Intuitionally, smaller size recipes would be easy to transmit. However, such recipes would
also be considered ‘too simple’ iconic cultural legacy. On the other hand, while complex
recipes that combine a large number of ingredients potently represent culturally nuances,
such recipes would be rarer due to, both, the difficulty in passing on with subtleties of
cooking protocol as well as because they would be harder to reproduce. With such
forces/constraints shaping the recipe sizes it is understandable that cuisines across the
world present with a normal distribution with a typical recipe size of s=10.

 Ingredient Popularity Statistics:


The popularity of an ingredient in a cuisine is defined as the number/fraction of recipes
that it is used in.

Frequency-Rank statistics of cuisines (also known as Ingredient Popularity Statistics) for world
cuisines from 22 regions. The normalized frequency follows a power distribution suggesting the
presence of skewed use/popularity of a few ingredients. The inset shows the statistics for all
the recipes across the world regions. Adapted from Singh and Bagler, ‘Data-driven
investigations of culinary patterns in traditional recipes across the world’, 2018 IEEE 34th
International Conference on Data Engineering Workshops, Paris.

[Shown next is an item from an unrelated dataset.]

PR #2627, opened 2017-08-06
Fixed some of the failing tests in concurrent_processing branch

Danstahr:


Danstahr:
For the record, the remaining failing tests for concurrent_processing have to do with handling of empty files / blocks. The backup part tries to explicitly store them in volumes, but if it's the only block stored in that volume the size of its data is zero and the compaction kicks in, deleting valid entries. I don't fully understand the code just yet but I'll get the fix done soon.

By the very design, the nature of the Frequency-Rank statistics is bound to be a


monotonously decreasing function short of a uniform use of each ingredient. However, it
is interesting that this statistics consistently presents with a power law across the world
cuisines. This is indicative of underlying mechanistic forces that shape the recipe
composition leading to the presence of a few ingredients dominating a cuisine. While the
exact ingredients that top the popularity chart in each of the cuisine may vary, each cuisine
is dictated by the power law distribution.

 Category Composition:
Category composition analysis is a coarse grained view of recipe structures to probe the
presence/dominance of ingredient of each category.

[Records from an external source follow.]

PR #2637, opened 2017-08-12
Fixed empty block handling in concurrent_processing branch

Danstahr:
Makes all the tests pass!

### DIFF
--- a/Duplicati/Library/Main/Database/LocalDatabase.cs
+++ b/Duplicati/Library/Main/Database/LocalDatabase.cs
@@ -789,16 +789,21 @@ ON
                 if (itemswithnoblocklisthash != 0)
                     throw new InvalidDataException(string.Format("Found {0} file(s) with missing blocklist hashes", itemswithnoblocklisthash));
 
-                if (cmd.ExecuteScalarInt64(@"SELECT COUNT(*) FROM ""File"" WHERE ""BlocksetID"" != ? AND ""BlocksetID"" != ? AND NOT ""BlocksetID"" IN (SELECT ""BlocksetID"" FROM ""BlocksetEntry"")", 0, FOLDER_BLOCKSET_ID, SYMLINK_BLOCKSET_ID) != 0)
-                    throw new Exception("Detected file entries with not associated blocks");
+                if (cmd.ExecuteScalarInt64(@"SELECT COUNT(*) FROM ""Blockset"" WHERE ""Length"" != 0 AND ""ID"" NOT IN (SELECT ""BlocksetId"" FROM ""BlocksetEntry"")") != 0)
+                {
+                    throw new Exception("Detected non-empty blocksets with no associated blocks!");
+                }
 
+                if (cmd.ExecuteScalarInt64(@"SELECT COUNT(*) FROM ""File"" WHERE ""BlocksetID"" != ? AND ""BlocksetID"" != ? AND NOT ""BlocksetID"" IN (SELECT ""ID"" FROM ""Blockset"")", 0, FOLDER_BLOCKSET_ID, SYMLINK_BLOCKSET_ID) != 0)
+                    throw new Exception("Detected files associated with non-existing blocksets!");
 
                 if (verifyfilelists)
                 {
                     using(var cmd2 = m_connection.CreateCommand(transaction))
                     foreach(var filesetid in cmd.ExecuteReaderEnumerable(@"SELECT ""ID"" FROM ""Fileset"" ").Select(x => x.ConvertValueToInt64(0, -1)))
                     {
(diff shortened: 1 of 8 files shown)


kenkendk:
Wow!

Duplicati/Library/Main/Database/LocalDatabase.cs
```diff
@@ -955,40 +960,41 @@ System.Collections.IEnumerator System.Collections.IEnumerable.GetEnumerator()
...
-            AND ""G"".""Index"" = 0
-            AND ""I"".""BlocksetID"" = ""E"".""ID""
-            AND ""I"".""BlockID"" = ""H"".""ID""
-            AND ""I"".""Index"" = 0
+          ""A"".""BlocksetId"" >= 0 AND
+          ""D"".""FilesetID"" = ? AND
+          (""I"".""Index"" = 0 OR ""I"".""Index"" IS NULL) AND  
+          (""G"".""Index"" = 0 OR ""G"".""Index"" IS NULL)
         ) J
     LEFT OUTER JOIN
```
kenkendk: You have rewritten the crazy join in a cartesion-product-style syntax with left-joins?

How sure are you that your rewrite is correct?
I find it hard to follow the rewrite :/

Duplicati/Library/Main/Operation/RestoreHandler.cs
```diff
@@ -778,8 +784,6 @@ private static void PrepareBlockAndFileList(LocalRestoreDatabase database, Optio
                 {
                     // Find the largest common prefix
                     var largest_prefix = options.DontCompressRestorePaths ? "" : database.GetLargestPrefix();
-                    if (options.DontCompressRestorePaths)
```
kenkendk: Dooh!

Duplicati/Library/Main/Operation/Backup/StreamBlockSplitter.cs
```diff
@@ -103,13 +103,10 @@ public static Task Run(Options options, BackupDatabase database, ITaskReader tas
                             var lastread = 0;
                             var buf = new byte[blocksize];
                             var lastupdate = DateTime.Now;
-                            var firstBlock = true;
 
                             // Core processing loop, read blocks of data and hash individually
-                            while (((lastread = await stream.ForceStreamReadAsync(buf, blocksize)) != 0) || firstBlock)
+                            while (((lastread = await stream.ForceStreamReadAsync(buf, blocksize)) != 0))
```
kenkendk: The `firstblock` was used to ensure that at least one block was emitted, also for empty files.
Now that it is removed, it is possible to have files with zero blocks, and I could imagine that one or more queries fail because of this assumption.

Not sure how to find these though...

Duplicati/Library/Main/Operation/RestoreHandler.cs
Danstahr: This is not a big deal, just a tiny bit of redundant work harming readability.

kenkendk: I know... the "Dooh!" was me seeing I wrote stupid code :)

Duplicati/Library/Main/Operation/Backup/StreamBlockSplitter.cs
Danstahr: I only found one query that was failing because of this - the crazy join you commented on above. I did a bit of manual testing and ran all unit tests with positive results. 

I'm still not 100% convinced that nothing blows up with this change in corner cases, but we'll need to test this branch thoroughly before making it available to the general public anyway.

Duplicati/Library/Main/Database/LocalDatabase.cs
Danstahr: Frankly, I often find Duplicati SQL queries hard to follow :).

The rewrite is equivalent to the previous version with the following exceptions:
- Previously it used inner joins, now we're using left joins. This is needed because we might not have a block for all entries anymore. I could combine comma joins with explicit left joins but I find such queries even more cryptic.
 - Added a condition for non-negative blockset IDs. This is to filter out special blockset values (currently -100 and -200).
 - Added IS NULL conditions for possible indices. The purpose of the where clause is to always pick the first block, but what if we don't have any blocks -> allow null as well.

kenkendk: I agree that the SQL queries are hard to follow!

Only way I can think of that makes it easier is to re-organize the data in a non-normalized form, but that would have other downsides, including increased database size :(

Danstahr:
The tests on Travis are flaky. What's annoying is they're flaky **only** on Travis and I'm not able to reproduce the failures locally, which makes debugging pain in the butt. 

My first guess is a race condition or a stream not being properly closed *somewhere*.

Danstahr:
I managed to get the tests consistently passing. The fix is hacky, but does the trick for now.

The heatmap of the Category Composition matrix for world cuisines from 22 regions. The data
is normalized within each cuisine to represent the fraction of all ingredient instances that are
from a given category. Adapted from Singh and Bagler, ‘Data-driven investigations of culinary
patterns in traditional recipes across the world’, 2018 IEEE 34th International Conference on
Data Engineering Workshops, Paris.

The category composition matrix provides insights into the dominant ingredient
categories (spice, dairy, vegetable etc.) that dictate the recipes of a cuisine as well as
similarities/differences across cuisines by way of their ingredient use.

 Frequent Itemset Mining:


The pattern among the ingredient combinations that dominate the recipe composition is
another key feature that resonates well the popular notion of food pairing. Every cuisine
is known to have a culinary intuition of ingredients that go well with each other. Some
ingredient pairs (combinations) are more preferred, more frequently used among the
recipes than others.

Frequent itemset mining captures this notion to identify ingredient combinations (pairs,
triads and higher order sets) that are frequently used across the recipes.